How does God share this LOVE with us?  By brining us into the life of the Trinity.  In a prior blog, I offered this thought from theologian Baxter Kruger.

Over 40 times, John tells us in his gospel that Jesus Christ was sent by God the Father. John saw that the coming of Jesus Christ, his death on the cross, flowed out of the endless love of the Father for us and out of his unyielding determination that His purpose for us would be fulfilled. The death of Jesus Christ is the revelation of the fact that the Father has never abandoned us, never forsaken us, that He refuses to go back on his dream to include us in the circle of life. Jesus death is a part of the fulfillment of the eternal purpose of God, part of the seamless movement designed to lay hold of the human race and lift us up into the Trinitarian life of God.

What Baxter, the early church fathers, and the scriptures testify to is that Jesus, the SON, came to live among us as one of us in flesh (John 1:1). The aim is to redeem humanity from the curse of sin and death in ADAM (Romans 5).  His purpose was to create in himself a NEW humanity, adopting us into fellowship with GOD (Ephesians 2).

This is not religion, but relationship. This is not law, but love. This message makes hell obsolete.  This makes heaven a present reality for any who want to experience it by faith in what Jesus has done.

The ancient church Father’s called this joyful relationship perichoresis.  Roughly translated, this word refers to the “Divine Dance” that exists between Father, Son, and Spirit. Jesus came so that humanity might be included in this dance.

The hunger for “the dance” is in our DNA.  To illustrate this, my friend Steve McVey commented about how children, when they hear music, instinctively want to dance.  What happens with many people throughout life is that they move from dance-partner to the next.  They move from one sin to another; from one religion to another; from one moral code to another.  All of this is to find a substitute for the dance.

The Gospel (good news) that Christianity declares is that God has come to us in Christ.  That’s what this thing called “Incarnation” is all about.  It’s the message of Advent and the celebration of Christmas.  It’s the connection, too, between the creche and the cross.  God comes among us as one of us to bring all us into fellowship with the Father and the Spirit.  The old humanity (in Adam) is put to death.  The new humanity (In Christ) has come.  Now, through Christ, we can enter and enjoy the dance.

Not doing so!  Well that might mean hell – now and in the life to come.

Hell?

There may well be such a place after death. That said, the after death “hell” is not nearly as much a reality as is the “hell” people experience while they standing outside the dance hall.  That’s the story illustrated in Luke 15. 

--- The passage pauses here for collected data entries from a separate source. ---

PR #128, opened 2025-02-17
first commit

lilbarbar:


mdr223:
Hi @lilbarbar and @7ama2004,

One quick comment I have is that -- generally speaking -- you never want to push virtual environments to remote Github repositories. It's not a big deal, it's just that they contain a lot of files and are relatively large in size.

Instead, we typically push files like `pyproject.toml` (or `requirements.txt` in older python projects) which contain all of the dependencies that one might need.

I would encourage you to make a second commit in which you:
- remove the `myenv` directory from the git repo (see below for instructions)
- add `myenv/` to the `.gitignore` to prevent yourself from accidentally pushing your virtualenv in the future

For the first bullet: you want to remove `myenv` from the git repository, ***but you don't want to delete it entirely from your filesystem.*** (If you delete it entirely from your filesystem, then your virtual environment will be gone!)

To remove `myenv` from Git *without deleting it from your local filesystem* take a look at the answer to this StackOverflow post: https://stackoverflow.com/a/1143800

Let me know if you have any questions!

demos/biofabric-demo.py
```diff
@@ -87,7 +87,7 @@ def print_table(output):
     parser.add_argument("--executor", type=str, help="The plan executor to use. The avaliable executors are: sequential, pipelined_parallel, pipelined_single_thread", default="pipelined_parallel")
 
     args = parser.parse_args()
-    no_cache = args.no_cache
+    cache = args.cache
```
mdr223, line 90: self TODO: remove

demos/image-demo.py
```diff
@@ -32,10 +32,10 @@ def build_image_plan(dataset):
     start_time = time.time()
 
     parser = argparse.ArgumentParser(description="Run a simple demo")
-    parser.add_argument("--no-cache", action="store_true", help="Do not use cached results", default=True)
+    parser.add_argument("cache", action="store_false", help="Use cached results", default=False)
```
mdr223, line 35: TODO: fix this to have `--cache` and keep `store_true`

mdr223: For more detail, `action="store_true"` makes the argument parser store a default value of `False` for the variable if the argument is not provided by the user (the name is confusing). Thus, we are somewhat redundantly specifying `action="store_true"` AND `default=False`.

But I am happy to have this redundancy as it makes the code a bit more explicit and clear, so if you make the changes specified in the previous comment that should be good.

More info: https://stackoverflow.com/questions/8203622/argparse-store-false-if-unspecified#:~:text=The%20store_true%20option%20automatically%20creates,line%20argument%20is%20not%20present.

src/palimpzest/sets.py
```diff
@@ -42,7 +42,7 @@ def __init__(
         limit: int | None = None,
         cardinality: Cardinality = Cardinality.ONE_TO_ONE,
         depends_on: list[str] | None = None,
-        nocache: bool = False,
+        cache: bool = True,
```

In the story, the Father (representing the Godhead) throws a party for the lost and wandering younger son who comes home.  The older son, upset and jealous over the Father’s “acceptance” of his brother, stands outside the party and sulks.  The party was for him, too.  The Father’s love was for him, too.  But he decided to stand outside.  He decided to avoid the party.  For him, the idea of the Father’s love and grace was hell.  The party was hell in the here and now – and the risk was that it might continue into the next life if he continued to refuse the invitation to the party and participation in the dance.

At its core, plain and simple, hell is the experience of feeling separation from God.  This is not something God does to us.  It is something we choose whenever we reject God’s acceptance and the Gospel truth that in Christ we are a part of a new humanity.